(Saved entries)
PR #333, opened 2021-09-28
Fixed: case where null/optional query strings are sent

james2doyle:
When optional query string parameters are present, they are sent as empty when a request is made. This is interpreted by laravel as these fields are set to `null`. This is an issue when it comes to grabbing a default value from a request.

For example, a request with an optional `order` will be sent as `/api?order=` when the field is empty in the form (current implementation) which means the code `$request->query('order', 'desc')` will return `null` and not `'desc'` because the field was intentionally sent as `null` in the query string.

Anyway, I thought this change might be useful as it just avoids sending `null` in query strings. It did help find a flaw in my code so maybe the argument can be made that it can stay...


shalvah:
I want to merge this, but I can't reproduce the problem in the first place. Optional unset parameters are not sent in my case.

#### YOUR OBJECTIVE:
An exact copy of the data is needed, running from its first line through the line that holds "When optional query", and nothing beyond that.

#### ANSWER TO THIS TASK:
PR #333, opened 2021-09-28
Fixed: case where null/optional query strings are sent

james2doyle:
When optional query string parameters are present, they are sent as empty when a request is made. This is interpreted by laravel as these fields are set to `null`. This is an issue when it comes to grabbing a default value from a request.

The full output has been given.